Recorded data:

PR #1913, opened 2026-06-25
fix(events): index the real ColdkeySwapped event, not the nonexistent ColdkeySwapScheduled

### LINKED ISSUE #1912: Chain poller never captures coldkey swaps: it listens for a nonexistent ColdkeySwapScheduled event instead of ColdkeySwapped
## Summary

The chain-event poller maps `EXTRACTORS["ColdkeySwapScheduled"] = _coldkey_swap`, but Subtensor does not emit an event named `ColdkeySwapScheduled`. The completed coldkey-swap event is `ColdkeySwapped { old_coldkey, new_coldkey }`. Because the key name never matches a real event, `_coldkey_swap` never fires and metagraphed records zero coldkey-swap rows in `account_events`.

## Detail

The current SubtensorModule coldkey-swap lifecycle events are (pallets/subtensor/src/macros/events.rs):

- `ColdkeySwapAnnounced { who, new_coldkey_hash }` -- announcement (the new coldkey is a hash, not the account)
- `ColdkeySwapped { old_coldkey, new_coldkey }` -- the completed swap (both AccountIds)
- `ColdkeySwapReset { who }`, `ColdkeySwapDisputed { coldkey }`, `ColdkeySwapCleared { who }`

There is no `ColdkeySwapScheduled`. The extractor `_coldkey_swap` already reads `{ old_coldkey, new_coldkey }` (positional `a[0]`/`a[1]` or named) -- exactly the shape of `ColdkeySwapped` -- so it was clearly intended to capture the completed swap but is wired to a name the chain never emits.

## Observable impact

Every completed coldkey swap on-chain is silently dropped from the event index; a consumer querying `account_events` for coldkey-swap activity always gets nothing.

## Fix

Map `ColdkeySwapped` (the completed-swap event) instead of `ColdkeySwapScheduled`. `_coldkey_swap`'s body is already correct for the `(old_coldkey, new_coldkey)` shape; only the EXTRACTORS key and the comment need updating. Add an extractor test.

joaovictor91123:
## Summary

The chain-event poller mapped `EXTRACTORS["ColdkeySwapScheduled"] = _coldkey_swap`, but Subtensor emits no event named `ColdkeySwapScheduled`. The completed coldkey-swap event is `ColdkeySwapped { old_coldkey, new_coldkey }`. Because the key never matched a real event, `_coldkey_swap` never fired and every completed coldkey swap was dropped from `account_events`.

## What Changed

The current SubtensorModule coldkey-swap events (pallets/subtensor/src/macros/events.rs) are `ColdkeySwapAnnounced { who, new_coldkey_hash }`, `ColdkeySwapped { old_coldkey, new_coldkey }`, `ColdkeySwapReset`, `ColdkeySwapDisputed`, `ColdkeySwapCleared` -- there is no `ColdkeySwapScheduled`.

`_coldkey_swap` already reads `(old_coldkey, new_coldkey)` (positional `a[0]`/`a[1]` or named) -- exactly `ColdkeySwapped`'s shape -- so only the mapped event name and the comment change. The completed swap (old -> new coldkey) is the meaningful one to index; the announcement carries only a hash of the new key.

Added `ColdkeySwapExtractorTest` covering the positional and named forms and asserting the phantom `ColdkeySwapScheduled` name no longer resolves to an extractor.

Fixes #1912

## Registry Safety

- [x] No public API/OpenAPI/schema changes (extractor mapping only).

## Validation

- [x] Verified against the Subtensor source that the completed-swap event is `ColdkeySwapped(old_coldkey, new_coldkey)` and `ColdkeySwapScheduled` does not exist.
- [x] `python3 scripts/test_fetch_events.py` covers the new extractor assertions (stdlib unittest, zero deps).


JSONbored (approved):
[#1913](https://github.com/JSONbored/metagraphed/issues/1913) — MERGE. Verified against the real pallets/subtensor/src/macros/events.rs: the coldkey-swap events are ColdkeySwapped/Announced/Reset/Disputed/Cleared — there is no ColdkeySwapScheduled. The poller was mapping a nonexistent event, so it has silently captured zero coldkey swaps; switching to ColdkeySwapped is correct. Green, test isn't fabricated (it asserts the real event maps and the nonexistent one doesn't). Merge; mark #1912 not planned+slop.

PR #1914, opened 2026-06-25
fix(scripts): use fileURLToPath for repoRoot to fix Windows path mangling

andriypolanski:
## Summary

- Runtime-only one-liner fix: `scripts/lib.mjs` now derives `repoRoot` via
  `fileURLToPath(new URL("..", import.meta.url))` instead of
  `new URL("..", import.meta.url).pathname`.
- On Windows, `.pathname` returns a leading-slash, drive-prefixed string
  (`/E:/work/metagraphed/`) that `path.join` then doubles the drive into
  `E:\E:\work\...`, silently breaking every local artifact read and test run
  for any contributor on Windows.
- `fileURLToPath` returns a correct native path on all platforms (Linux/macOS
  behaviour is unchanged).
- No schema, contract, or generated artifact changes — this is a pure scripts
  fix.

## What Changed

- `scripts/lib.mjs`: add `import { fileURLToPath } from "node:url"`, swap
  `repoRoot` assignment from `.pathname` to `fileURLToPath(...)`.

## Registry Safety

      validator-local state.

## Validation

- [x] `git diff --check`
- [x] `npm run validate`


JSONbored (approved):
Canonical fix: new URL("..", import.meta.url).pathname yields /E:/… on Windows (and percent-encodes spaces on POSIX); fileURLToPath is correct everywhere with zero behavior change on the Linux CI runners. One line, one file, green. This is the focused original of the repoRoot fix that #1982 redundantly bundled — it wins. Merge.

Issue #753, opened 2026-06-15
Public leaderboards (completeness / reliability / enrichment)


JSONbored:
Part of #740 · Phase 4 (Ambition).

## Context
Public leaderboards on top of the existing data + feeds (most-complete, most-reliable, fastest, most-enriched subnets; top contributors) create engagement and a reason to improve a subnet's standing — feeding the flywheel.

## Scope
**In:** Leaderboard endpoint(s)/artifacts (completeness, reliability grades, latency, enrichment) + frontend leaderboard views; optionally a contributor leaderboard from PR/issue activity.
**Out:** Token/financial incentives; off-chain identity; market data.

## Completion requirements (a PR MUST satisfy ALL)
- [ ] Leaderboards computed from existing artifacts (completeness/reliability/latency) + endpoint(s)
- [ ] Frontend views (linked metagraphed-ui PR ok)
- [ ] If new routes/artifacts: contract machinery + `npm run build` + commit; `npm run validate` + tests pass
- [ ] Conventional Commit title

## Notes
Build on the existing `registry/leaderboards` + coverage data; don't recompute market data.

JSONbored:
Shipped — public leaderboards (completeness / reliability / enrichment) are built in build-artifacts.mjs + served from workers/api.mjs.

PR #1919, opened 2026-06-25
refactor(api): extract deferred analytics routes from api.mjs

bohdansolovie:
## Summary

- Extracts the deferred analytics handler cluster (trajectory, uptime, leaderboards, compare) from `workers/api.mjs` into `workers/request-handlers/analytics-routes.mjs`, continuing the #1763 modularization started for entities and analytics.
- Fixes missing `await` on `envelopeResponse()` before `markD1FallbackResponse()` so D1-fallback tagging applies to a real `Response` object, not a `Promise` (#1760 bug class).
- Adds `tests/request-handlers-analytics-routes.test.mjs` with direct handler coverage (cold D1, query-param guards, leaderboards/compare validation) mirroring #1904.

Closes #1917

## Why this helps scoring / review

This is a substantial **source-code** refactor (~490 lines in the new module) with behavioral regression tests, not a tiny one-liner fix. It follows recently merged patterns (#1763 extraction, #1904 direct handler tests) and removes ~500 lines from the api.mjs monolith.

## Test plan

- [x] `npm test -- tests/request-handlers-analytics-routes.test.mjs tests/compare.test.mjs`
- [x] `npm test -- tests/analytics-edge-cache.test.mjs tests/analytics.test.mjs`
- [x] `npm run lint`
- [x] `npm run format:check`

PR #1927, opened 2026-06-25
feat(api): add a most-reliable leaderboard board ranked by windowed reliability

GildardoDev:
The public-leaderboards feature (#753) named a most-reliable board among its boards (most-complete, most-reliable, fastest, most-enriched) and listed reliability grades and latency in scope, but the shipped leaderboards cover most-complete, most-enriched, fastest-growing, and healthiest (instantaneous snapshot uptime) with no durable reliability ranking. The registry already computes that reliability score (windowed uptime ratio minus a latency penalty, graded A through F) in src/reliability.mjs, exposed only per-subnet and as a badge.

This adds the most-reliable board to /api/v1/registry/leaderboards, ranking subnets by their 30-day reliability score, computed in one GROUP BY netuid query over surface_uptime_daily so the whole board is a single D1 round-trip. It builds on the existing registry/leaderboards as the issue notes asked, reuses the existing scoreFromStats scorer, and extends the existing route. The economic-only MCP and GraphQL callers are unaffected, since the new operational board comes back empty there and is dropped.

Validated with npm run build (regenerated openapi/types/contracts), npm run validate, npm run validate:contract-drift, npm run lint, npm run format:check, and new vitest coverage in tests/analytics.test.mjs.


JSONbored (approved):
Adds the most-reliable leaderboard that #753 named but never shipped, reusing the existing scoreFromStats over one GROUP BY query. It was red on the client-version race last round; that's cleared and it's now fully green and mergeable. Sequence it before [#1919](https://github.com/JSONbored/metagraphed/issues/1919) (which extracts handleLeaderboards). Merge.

_Action item_: The answer is a bare number: how many lines of the records contain the string "subnets"?

_Written response_: 2